With fairly little effort, anyone familiar with the Heartbleed bug could obtain the private keys of the server and, with these, access every bit of data stored on it or transmitted to it.
It is possible that the five lines of code that produced what has been widely called the worst open security breach in the history of the Internet were the result of a programming mistake. Under the irrational and socially unplanned capitalist system, hundreds of billions of dollars are spent annually by firms in the pursuit of profit online, while the public security infrastructure for the digital communications of the majority of humanity is being developed by a handful of volunteers, whose average weekly donation income is measured in the hundreds of dollars.
It is entirely plausible, however, that the lines of bad OpenSSL code were planted by the National Security Agency (NSA). The revelations made by Edward Snowden of NSA spying revealed not only that the NSA is actively engaged in the surveillance and retention of every shred of digital communications, but that they also intentionally break its security architecture.

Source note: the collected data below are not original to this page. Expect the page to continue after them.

PR #8244, opened 2026-08-11
Fix for $meta-add and $meta-delete operations within transaction bundles

### LINKED ISSUE #8243: $meta-add / $meta-delete instance operations in a transaction Bundle are rejected by AuthorizationInterceptor (HAPI-1742)
### Issue

When an instance-level operation such as `$meta-add` or `$meta-delete` is invoked as an entry inside a `transaction` Bundle, the request fails with `HAPI-1742: Invalid FHIR resource URL` whenever an `AuthorizationInterceptor` is registered on the server. The operation is never dispatched.

The transaction processor itself supports these operations (`BaseTransactionProcessor.parseUrlForOperationInvocation` / `invokeOperationInTransaction`, added in #7734). The failure happens earlier, during authorization: `RuleImplOp.applyRuleToTransaction` calls `UrlUtil.parseUrl(entry.request.url)` on each entry to determine the target resource type/id for rule evaluation. `UrlUtil.parseUrl("Patient/p1/$meta-add")` throws `HAPI-1742` because the trailing `$meta-add` segment is neither a resource id nor `_history`.

Because it reproduces only when an `AuthorizationInterceptor` is in the interceptor chain, the DAO-level tests (`BaseTransactionProcessorTest.testOperation_MetaAdd_*`) pass while a real secured server fails.

### Steps to reproduce

1. `PUT /Patient/p1`
2. `POST` the following transaction Bundle to the base endpoint of a server that has an `AuthorizationInterceptor` registered:

```json
{
  "resourceType": "Bundle",
  "type": "transaction",
  "entry": [
    {
      "resource": {
        "resourceType": "Parameters",
        "parameter": [
          {
            "name": "meta",
            "valueMeta": {
              "tag": [
                { "system": "http://foo", "code": "bar1" }
              ]
            }
          }
        ]
      },
      "request": {
        "method": "POST",
        "url": "Patient/p1/$meta-add"
      }
    }
  ]
}
```

### Expected behavior

`200` — the `$meta-add` (and likewise `$meta-delete`) operation is applied to `Patient/p1`, consistent with invoking the operation outside of a transaction.

### Actual behavior

`400 HAPI-1742: Invalid FHIR resource URL: Patient/p1/$meta-add`. Same result when the entry URL is changed to `$meta-delete`.

### Environment

- FHIR version: R4
- Reproduced on Smile CDR 2026.05.PRE-48 (HAPI FHIR-based).

jorgepinilla-smile:
Fixes #8243

### Root Cause

RuleImplOp.applyRuleToTransaction parsed each entry's request.url with UrlUtil.parseUrl(...) to derive the target resource for rule evaluation. For Patient/p1/$meta-add, the trailing $meta-add segment isn't a resource id or _history, so parseUrl threw HAPI-1742 — before the transaction processor (which already supports these operations, #7734) was ever reached.

### Changes:

- RuleImplOp: detect an operation URL (trailing segment starting with $) and parse only the ResourceType/id prefix, so authorization resolves against Patient/p1.
- Added isMetaOperation(...) and exempted $meta-add / $meta-delete from the nested-Parameters guard (Msg.code(339)), since these legitimately carry a Parameters body via POST.

### DIFF
--- a/hapi-fhir-server/src/main/java/ca/uhn/fhir/rest/server/interceptor/auth/RuleImplOp.java
+++ b/hapi-fhir-server/src/main/java/ca/uhn/fhir/rest/server/interceptor/auth/RuleImplOp.java
@@ -60,7 +60,6 @@ import java.util.stream.Collectors;
 
 import static org.apache.commons.lang3.StringUtils.defaultString;
 import static org.apache.commons.lang3.StringUtils.isBlank;
-import static org.apache.commons.lang3.StringUtils.isEmpty;
 import static org.apache.commons.lang3.StringUtils.isNotBlank;
 import static org.hl7.fhir.instance.model.api.IAnyResource.SP_RES_ID;
 
@@ -753,13 +752,13 @@ class RuleImplOp extends BaseRule /* implements IAuthRule */ {
 
 				IBaseResource inputResource = nextPart.getResource();
 				IIdType inputResourceId = null;
-				String operationName = null;
+				String instanceOperation = null;
 				if (isNotBlank(url)) {
 
 					int lastSlashIdx = url.lastIndexOf('/');
 					if (lastSlashIdx != -1) {
-						operationName = url.substring(lastSlashIdx + 1);
-						if (operationName.startsWith("$")) {
+						instanceOperation = url.substring(lastSlashIdx + 1);
+						if (instanceOperation.startsWith("$")) {
 							url = url.substring(0, lastSlashIdx);
 						}
 					}
@@ -806,7 +805,8 @@ class RuleImplOp extends BaseRule /* implements IAuthRule */ {
 				// This is done because a Bundle can contain a nested PATCH with Parameters,
 				// which is supported but a non-PATCH nested Parameters resource may be problematic.
 				// The exception being meta operations such as $meta-add and $meta-delete
-				if (!isMetaOperation(operationName) && isInvalidNestedParametersRequest(ctx, nextPart, operation)) {
+				if (!RestOperationTypeEnum.isMetaOperation(instanceOperation)
+						&& isInvalidNestedParametersRequest(ctx, nextPart, operation)) {
 					throw new InvalidRequestException(Msg.code(339)
 							+ String.format("Can not handle nested Parameters with %s operation", operation));
 				}
@@ -848,15 +848,6 @@ class RuleImplOp extends BaseRule /* implements IAuthRule */ {
 		} else {
 			return null;
 		}
-	}
-
-	private boolean isMetaOperation(String theOperationName) {
-		if (isEmpty(theOperationName)) {
-			return false;
-		}
-
-		return theOperationName.equals(RestOperationTypeEnum.META_ADD.getCode())
-				|| theOperationName.equals(RestOperationTypeEnum.META_DELETE.getCode());
 	}
 
 	@Nullable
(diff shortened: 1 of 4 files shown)


tadgh:
Formatting check succeeded!

hapi-fhir-server/src/main/java/ca/uhn/fhir/rest/server/interceptor/auth/RuleImplOp.java
```diff
@@ -795,7 +805,8 @@ private Verdict applyRuleToTransaction(
 
 				// This is done because a Bundle can contain a nested PATCH with Parameters,
 				// which is supported but a non-PATCH nested Parameters resource may be problematic.
-				if (isInvalidNestedParametersRequest(ctx, nextPart, operation)) {
+				// The exception being meta operations such as $meta-add and $meta-delete
+				if (!isMetaOperation(operationName) && isInvalidNestedParametersRequest(ctx, nextPart, operation)) {
```
codeforgreen: question: Can't we use RestOperationTypeEnum to create the condition for $meta-add and $meta-delete? It contains those entries already.

hapi-fhir-server/src/main/java/ca/uhn/fhir/rest/server/interceptor/auth/RuleImplOp.java
```diff
@@ -744,16 +745,25 @@ private Verdict applyRuleToTransaction(
...
+				if (isNotBlank(url)) {
+
+					int lastSlashIdx = url.lastIndexOf('/');
+					if (lastSlashIdx != -1) {
+						operationName = url.substring(lastSlashIdx + 1);
+						if (operationName.startsWith("$")) {
+							url = url.substring(0, lastSlashIdx);
+						}
+					}
+					UrlUtil.UrlParts parts = UrlUtil.parseUrl(url);
```
codeforgreen, line 765: question: I see the url manipulation logic changes. Is this a different bug being fixed? if so please add a different changelog and test it separately. Also it would be nice to have this parse logic added to UrlUtil as well for reuse and separation of responsabilities.

codeforgreen: Probably this logic could not handle having operations within a transaction. That sounds like a separate bug if true. My point is, there is a separate branch - operation within a transaction that is not meta-add or meta-delete. If that is a real use-case we should test it separately as well.

hapi-fhir-server/src/main/java/ca/uhn/fhir/rest/server/interceptor/auth/RuleImplOp.java
codeforgreen: I see that we process bundle entries and we don't have this for each entry.

codeforgreen (approved):

hapi-fhir-server/src/main/java/ca/uhn/fhir/rest/server/interceptor/auth/RuleImplOp.java
jorgepinilla-smile: no, logic change is part of the bug fix. Main issue was that the url contained an operation for the instance which meant that this would error when it tried to parse it.

The changes mentioned in the comment above are a side effect of fixing this bug. Because the meta operation is allowed at the DAO for transaction bundles but it was never enabled at the authorization level.

hapi-fhir-server/src/main/java/ca/uhn/fhir/rest/server/interceptor/auth/RuleImplOp.java
jorgepinilla-smile: not sure what you mean here, this particular block of code is executed per entry.

jorgepinilla-smile: Great suggestion! I've moved the "isMetaOperation" method to RestOperationTypeEnum.

PR #8254, opened 2026-08-13
Read authorize patch and conditional create responses

### LINKED ISSUE #8253: `AuthorizationInterceptor` does not read-authorize write-operation response bodies (PATCH, conditional create)
A client with write but no read access could read protected resource content through a write response. `PATCH` responses should be read-authorized, and a conditional create that matches an existing resource should not return the resource body unless read authorized.

codeforgreen:
fixes #8253


tadgh:
Formatting check succeeded!

jamesagnew (approved):

PR #8255, opened 2026-08-14
8247 with postgres db chainned or filters causing performance issues

### LINKED ISSUE #8247: With Postgres db, chainned OR filters causing performance issues
### Description

Search queries generated by the application build their token-matching conditions as a long chain of OR comparisons. When the list is large (113 values in the observed case), PostgreSQL cannot use the index efficiently and the query can hang indefinitely.

YalingPeiS:
Close #8247

### Problem

An unqualified chained token search generated one OR'ed equality per candidate target type. `Provenance.target` is a `Reference(Any)`, so `Provenance?target.identifier=system|value` produced over a hundred `HASH_SYS_AND_VALUE = ?` comparisons. On a large token index PostgreSQL discards the index and reads the whole table, and the query can hang.

### Root cause

Two layers each produced an equality rather than an `IN (...)`:

- `ResourceLinkPredicateBuilder.addPredicateReferenceWithChain` ran a separate `searchForIdsWithAndOr` per candidate target type and OR'ed the results — for a `Reference(Any)` chain, one sub-predicate per resource type in the model.
- Each call reached `TokenPredicateBuilder.createPredicateOrList` with a single code, and the existing `IN (...)` collapse only applied when one call had multiple codes sharing a hash column.

Token hashes already include the resource type, so the per-type fan-out was never necessary.

### Changes

The token predicate builders now accept a list of resource types instead of one, so a chained search resolves every candidate target type in a single predicate and matches the resulting hashes with one `IN (...)` clause per hash column. This path is taken only when all targets index the chained parameter as a plain token; nested chains, `_meta` and non-token parameters, and modifiers such as `:not`/`:text`/`:missing` keep the previous per-type OR behaviour. Search results are unchanged.

Grouping hashes by column also collapses plain token or-lists that share a column, which is why one existing SQL assertion now expects a single `HASH_VALUE` occurrence. New tests in `ChainingR4SearchTest` and `PartitioningSqlR4Test` cover the generated SQL for chained searches, on both unpartitioned and partitioned servers.

### Note
This change applies to all databases (not just Postgres) for performance improvement.


tadgh:
Formatting check succeeded!

volodymyr-korzh (approved):

PR #8257, opened 2026-08-14
8252 - Fix NPE that could occur in findContainedResource

### LINKED ISSUE #8252: Null pointer exception raised during SearchParameter evaluation.
**Describe the bug**
SearchParamExtractorService#findContainedResource throws a NullPointerException when it encounters a candidate resource that has no id, while resolving a reference-type search parameter. This is permitted by the spec. (ex: for .contained resources)

**To Reproduce**
Make sure myStorageSettings.setIndexOnContainedResources is set to true.
Create a Bundle of type document with two entries, each identified only by fullUrl:
  1. A Composition entry, whose subject references the other entry's fullUrl.
  2. A Patient entry, which is the target of that subject reference.

Register a reference-type SearchParameter with base Bundle whose expression resolves to that Composition's subject field, and refresh the search parameter registry so it's active.

Create the document Bundle as a resource on the server.

Expected: the Bundle is created successfully.
Actual: creation fails with HAPI-2223: Cannot invoke "String.equals(Object)" because the return value of "IIdType.getValue()" is null.

**Expected behavior**
findContainedResource should just skip resources with no id, and not throw 

- HAPI FHIR Version
8.13.0-SNAPSHOT

maxwellfrattolin:
Added two tests to catch Null Pointer Exception.
Added fix to findContainedResource to stop NPE.

### DIFF
--- a/hapi-fhir-jpaserver-searchparam/src/main/java/ca/uhn/fhir/jpa/searchparam/extractor/SearchParamExtractorService.java
+++ b/hapi-fhir-jpaserver-searchparam/src/main/java/ca/uhn/fhir/jpa/searchparam/extractor/SearchParamExtractorService.java
@@ -498,12 +498,12 @@ public class SearchParamExtractorService implements ISearchParamExtractorSvc {
 		}
 	}
 
-	private IBaseResource findContainedResource(Collection<IBaseResource> resources, IBaseReference reference) {
+	IBaseResource findContainedResource(Collection<IBaseResource> resources, IBaseReference reference) {
 		for (IBaseResource resource : resources) {
 			String referenceString = reference.getReferenceElement().getValue();
 			if (referenceString != null && referenceString.length() > 1) {
 				referenceString = referenceString.substring(1);
-				if (referenceString.equals(resource.getIdElement().getValue())) {
+				if (Strings.CS.equals(referenceString, resource.getIdElement().getValue())) {
 					return resource;
 				}
 			}
--- a/hapi-fhir-jpaserver-searchparam/src/main/java/ca/uhn/fhir/jpa/searchparam/extractor/SearchParamExtractorService.java
+++ b/hapi-fhir-jpaserver-searchparam/src/main/java/ca/uhn/fhir/jpa/searchparam/extractor/SearchParamExtractorService.java
@@ -503,7 +503,7 @@ public class SearchParamExtractorService implements ISearchParamExtractorSvc {
 			String referenceString = reference.getReferenceElement().getValue();
 			if (referenceString != null && referenceString.length() > 1) {
 				referenceString = referenceString.substring(1);
-				if (resource.getIdElement().getValue().equals(referenceString)) {
+				if (referenceString.equals(resource.getIdElement().getValue())) {
 					return resource;
 				}
 			}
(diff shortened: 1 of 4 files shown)


tadgh:
Formatting check succeeded!

hapi-fhir-jpaserver-searchparam/src/main/java/ca/uhn/fhir/jpa/searchparam/extractor/SearchParamExtractorService.java
```diff
@@ -503,7 +503,7 @@ private IBaseResource findContainedResource(Collection<IBaseResource> resources,
 			String referenceString = reference.getReferenceElement().getValue();
 			if (referenceString != null && referenceString.length() > 1) {
 				referenceString = referenceString.substring(1);
-				if (resource.getIdElement().getValue().equals(referenceString)) {
+				if (referenceString.equals(resource.getIdElement().getValue())) {
```
tadgh: nit: recommend apache StringUtil.equals() as it will protect from the NPE from either side.

hapi-fhir-jpaserver-searchparam/src/test/java/ca/uhn/fhir/jpa/searchparam/extractor/SearchParamExtractorServiceTest.java
```diff
@@ -126,4 +128,61 @@ void testFindMatchingResourceLink_whenTargetResourceIdMapReturnsNull_shouldNotTh
...
+	private static IBaseResource invokeFindContainedResource(
+			SearchParamExtractorService theSvc, Collection<IBaseResource> theResources, IBaseReference theReference) throws Exception {
+		Method method = SearchParamExtractorService.class.getDeclaredMethod(
+			"findContainedResource",
+			Collection.class,
+			IBaseReference.class
+		);
+		method.setAccessible(true);
+		return unsafeCast(method.invoke(theSvc, theResources, theReference));
+	}
```
tadgh: issue(blocking): do not use reflection in tests. This is brittle, and prone to breaking. Find a different way to exercise this code path.

tadgh (changes requested):
changes requested, and also this is missing a changelog.

hapi-fhir-jpaserver-searchparam/src/main/java/ca/uhn/fhir/jpa/searchparam/extractor/SearchParamExtractorService.java
maxwellfrattolin: Ended up using Strings.CS.equals() because apparently StringUtil.equals is deprecated.

hapi-fhir-jpaserver-searchparam/src/test/java/ca/uhn/fhir/jpa/searchparam/extractor/SearchParamExtractorServiceTest.java
maxwellfrattolin: Done, thank you!

tadgh (approved):

PR #126, opened 2021-12-02
Increase memory limit for typha

DockToFuture:

/area networking
/kind enhancement

Increase memory limit of typha to `1000Mi` to better cope with load peaks when a lot of new node joins the cluster concurrently. 

**Release note**:

```other operator
Increase memory limit of typha to `1000Mi`.
```


ScheererJ (approved):
/lgtm

PR #131, opened 2021-12-07
fix autoscaling for node-cpva

DockToFuture:
Co-authored-by: Johannes Scheerer <johannes.scheerer@sap.com>

/area networking
/kind bug

Set `resources.gardener.cloud/preserve-resources=true` annotation so that GRM will respect the request values set by `node-cpva`.

**Release note**:

```other operator
Set `resources.gardener.cloud/preserve-resources=true` annotation so that GRM will respect the request values set by `node-cpva`.
```


ScheererJ (approved):
/lgtm

PR #145, opened 2022-01-26
Fixed vpa for calico-kube-controllers being applied even if the target was not deployed

ScheererJ:

/area networking
/kind bug

Fixed vpa for calico-kube-controllers being applied even if the target was not deployed.

In case no backend is used, calico-kube-controllers is not deployed. Therefore, the corresponding vpa resource should also not be deployed.

None.

**Release note**:

```other operator
Only apply vpa for calico-kube-controllers if calico-kube-controllers is actually deployed.
```


rfranzke (approved):
/lgtm

PR #147, opened 2022-02-07
Improve the calico scrape configuration

istvanballok:

/area monitoring
/kind enhancement

- Use server side filtering for the endpoint discovery based on the
  namespace
- Only scrape the port named "metrics", use the port_number label instead
  of hard coding the port number
- Keep the node and pod labels. Previously, without those labels the
  series overwrote each other and only one series was persisted in
  Prometheus.
- Only keep the felix and typha metrics. Under some circumstances,
  these scrape targets somehow exposed api server metrics which caused
  confusion.

Fixes #

**Release note**:

```other operator
Improve the calico (felix and typha) scrape configuration
```

### DIFF
--- a/charts/internal/calico-monitoring/templates/calico-monitoring-config.yaml
+++ b/charts/internal/calico-monitoring/templates/calico-monitoring-config.yaml
@@ -23,6 +23,8 @@ data:
       kubernetes_sd_configs:
       - role: endpoints
         api_server: https://kube-apiserver:443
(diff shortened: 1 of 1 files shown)


wyb1 (approved):
/lgtm

DockToFuture (approved):
/lgtm

ScheererJ (approved):
/lgtm

PR #149, opened 2022-02-08
Update calico typha cpva to not autoscale at the same step size for calico typha cpva and calico node cpva.

DockToFuture:

/area networking
/kind enhancement

Update calico typha cpva to not autoscale at the same step size for calico typha cpva and calico node cpva.

Fixes #

**Release note**:

```other operator
Update calico typha cpva to not autoscale at the same step size for calico typha cpva and calico node cpva.
```


ScheererJ (approved):
/lgtm

PR #152, opened 2022-02-21
Allow typha deployment updates even on single node clusters.

ScheererJ:

/area networking
/kind bug

Allow typha deployment updates even on single node clusters.
As calico-typha is crucial to calico-node's operation, we want it to be available all the time.
However, setting maxUnavailable=0 in the rollingUpdate strategy of the deployment will block
updates on single node clusters. This is due to the fact that calico-typha runs in the host
network and uses a static port. Hence, a new container cannot run on the single node until the
old instance is stopped.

As part of its Bullrun program, the NSA crafted code with backdoors and vulnerabilities that were then incorporated into commercially available encryption software. Reuters revealed that the NSA secretly paid security company RSA $10 million to incorporate multiple layers of compromised cryptography into its widely used cryptographic library, BSAFE, which allows the NSA to access encrypted material by “backdoor” in seconds.
The same NSA crafted cryptography is used by Apple’s iOS and Microsoft Windows.
Whether Heartbleed originated as a mistake or was deliberately planted by the NSA, it is a near certainty that the NSA has been using it for the past two years. The NSA both employs large teams of programmers whose sole task is to scan the code of important security programs for vulnerabilities such as Heartbleed, and it also offers bounties for so-called “zero day exploits,” that is, it will pay any programmer who discovers a software vulnerability to quietly communicate their unpatched discovery to the NSA for exploitation.
Bruce Schneier, who along with Glenn Greenwald is one of five people with access to a complete set of the documents obtained by Edward Snowden, wrote of Heartbleed, “At this point, the probability is close to one that every target has had its private keys extracted by multiple intelligence agencies.” Schneier’s comments are in reference to the private keys that identify and encrypt server communications.
In response to the Heartbleed bug, the New York Times and other outlets have advised Internet users to replace all of their online passwords.